# There Still Stacked up in Geneva



## Chillaxin1 (Jul 5, 2013)

Fished NE of marina in 72 FOW 2.6-3 with the waves. Bandits weighted with 2oz and dipsy’s with spoons did the work. Nice grade of fish. 
Did anyone find out the outcome of the father & daughter that needed help out in front of lakeshore ? We broke down our lines and started heading to bula to assist but the last we heard was they were found and being escorted in by a boat. Never heard why they were taking on water.


Sent from my iPhone using Tapatalk


----------



## Labman1127 (Jul 27, 2012)

We fished that same area yesterday out of Geneva and did very well. 00N line was best with a couple Fish O’s and a couple that were just shy. Dispys out-fished the wire by probably 5-to-1 yesterday for us. 
Tons of bait and fish inside around the 54N line but couldn’t get them going in that churned up water. 
It definitely felt like fall fishing yesterday. 


Sent from my iPhone using Tapatalk


----------



## Kenlow1 (Jul 14, 2012)

Labman, are you using the small scorpion stingers or the larger ones? Assuming you were using spoons?


----------



## man164 (Sep 21, 2014)

The boat that was in distress made it safely back into Lakeshore. I know the boat that escorted them back in.


----------



## Labman1127 (Jul 27, 2012)

Smaller moonshine UV spoons pulled the biggest fish, followed by shallow stick baits on the dispys. 
Fish were eating Lake minnows so had to down size. 
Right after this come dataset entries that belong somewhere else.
PR #3698, opened 2026-07-06
feat(approval): CFG-2 card-config self-service — server-side secret generate + URL save (admin-gated, no echo)

zensgit:
Implements **CFG-2** of the card-config settings design-lock (#3690, ratified; CFG-1 = #3693 merged).

## What
- **`generateApprovalCardLinkSecret`**: `crypto.randomBytes(32)` **server-side**, stored via `normalizeStoredSecretValue` (encrypted-at-rest, same path as appSecret — review P3 enforced at the write). The plaintext never leaves the function; every response carries presence booleans only (`valuePrinted: false`).
- **`saveApprovalCardPublicAppUrl`**: absolute **http(s)-only** scheme allowlist at the write (review P3 — the stored URL steers where approval deep links point); empty clears the key.
- **`getApprovalCardConfigStatus`**: presence + source (`env|stored|missing`) + `envOverrideActive` flags so the UI can warn that env wins at runtime.
- **Routes** (`admin-directory`, all `ensurePlatformAdmin`-gated with redacted audit entries): `GET/PUT /integrations/:id/approval-card-config`, `POST .../secret/generate`.
- **WIPE-TRAP FIX**: `updateDirectoryIntegration` rebuilds the config JSONB from a whitelist — every generic integration-form save would silently drop the stored secret and kill all in-flight card links. Added carry-through (encrypted value carried as-is, never decrypted). **Mutation-proven**: removing the carry-through turns the new real-DB regression RED.
- Integration summaries now expose `approvalCardLinkSecretConfigured` + `approvalCardPublicAppUrl` (presence/plain, mirrors `appSecretConfigured`) for the CFG-3 chip.

## Verification
- Unit **17/17** (encrypted write, no 64-hex leak in any response, scheme allowlist incl. `javascript:` rejection before any DB access, env-override reporting)
- Route gates **31/31** (403 non-admin on all three routes, 404 unknown, redacted audit, 400 invalid URL)
- Real-DB **9/9** on fresh DB incl. **CFG-2 closed loop** (generate → resolver → sign → wrapper verify) + wipe regression; A-2b sign-side 5/5 unchanged
- `tsc --noEmit` 0 errors

## Out of scope
- CFG-3 settings UI (generate button + chip + regenerate confirm + URL field) — next slice, Sonnet agent per model split.

### DIFF
--- a/packages/core-backend/src/directory/directory-sync.ts
+++ b/packages/core-backend/src/directory/directory-sync.ts
@@ -277,6 +277,8 @@ export type DirectoryIntegrationSummary = {
     appKey: string
     appSecretConfigured: boolean
     workNotificationAgentIdConfigured: boolean
+    approvalCardLinkSecretConfigured: boolean
+    approvalCardPublicAppUrl: string | null
     rootDepartmentId: string
     baseUrl: string | null
     pageSize: number
@@ -976,6 +978,8 @@ function parseIntegrationConfig(row: Pick<DirectoryIntegrationRow, 'config'>): D
 
 function summarizeIntegration(row: DirectoryIntegrationRow): DirectoryIntegrationSummary {
   const config = parseIntegrationConfig(row)
+  // Approval-card keys are presence-only in summaries (secret never decrypted here).
+  const rawConfig = parseJsonRecord(row.config)
   return {
     id: row.id,
     orgId: row.org_id,
@@ -995,6 +999,8 @@ function summarizeIntegration(row: DirectoryIntegrationRow): DirectoryIntegratio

Sent from my iPhone using Tapatalk


----------



## Labman1127 (Jul 27, 2012)

Smaller moonshine UV spoons pulled the biggest fish, followed by shallow stick baits on the dispys. 
Fish were eating Lake minnows so had to down size. 


Sent from my iPhone using Tapatalk


----------



## Chillaxin1 (Jul 5, 2013)

Great. Thanks


Sent from my iPhone using Tapatalk


----------



## RJH68 (Sep 3, 2019)

We were out yesterday and limited quick, set up at about 57 line and had our limits by the 01 pretty much straight out of Geneva. Large size stingers worked for us. 3 dipsy at 180, 1 dipsy at 140 downrigers at 57’-60’
We had our limit when they were asking for any support from any boats near the stacks. Many good fellow fishermen out there jumped right in and helped look! We packed up to head over when they said they were found and being escorted in.


----------



## Captain Mike (Jan 3, 2013)

Labman1127 said:


> We fished that same area yesterday out of Geneva and did very well. 00N line was best with a couple Fish O’s and a couple that were just shy. Dispys out-fished the wire by probably 5-to-1 yesterday for us.
> Tons of bait and fish inside around the 54N line but couldn’t get them going in that churned up water.
> It definitely felt like fall fishing yesterday.
> 
> ...


Could you share what your leads were on the dipsies and which settings? Thanks for the report. Appreciated.


----------



## Labman1127 (Jul 27, 2012)

#3 @ 150’ & # 1 1/2 at 125’
They wanted it slower at 2.1 - 2.2 so dispy’s were likely sinking a bit. 
This could have all changed though after this big cold front this week. Only one way to find out….go get ‘em! 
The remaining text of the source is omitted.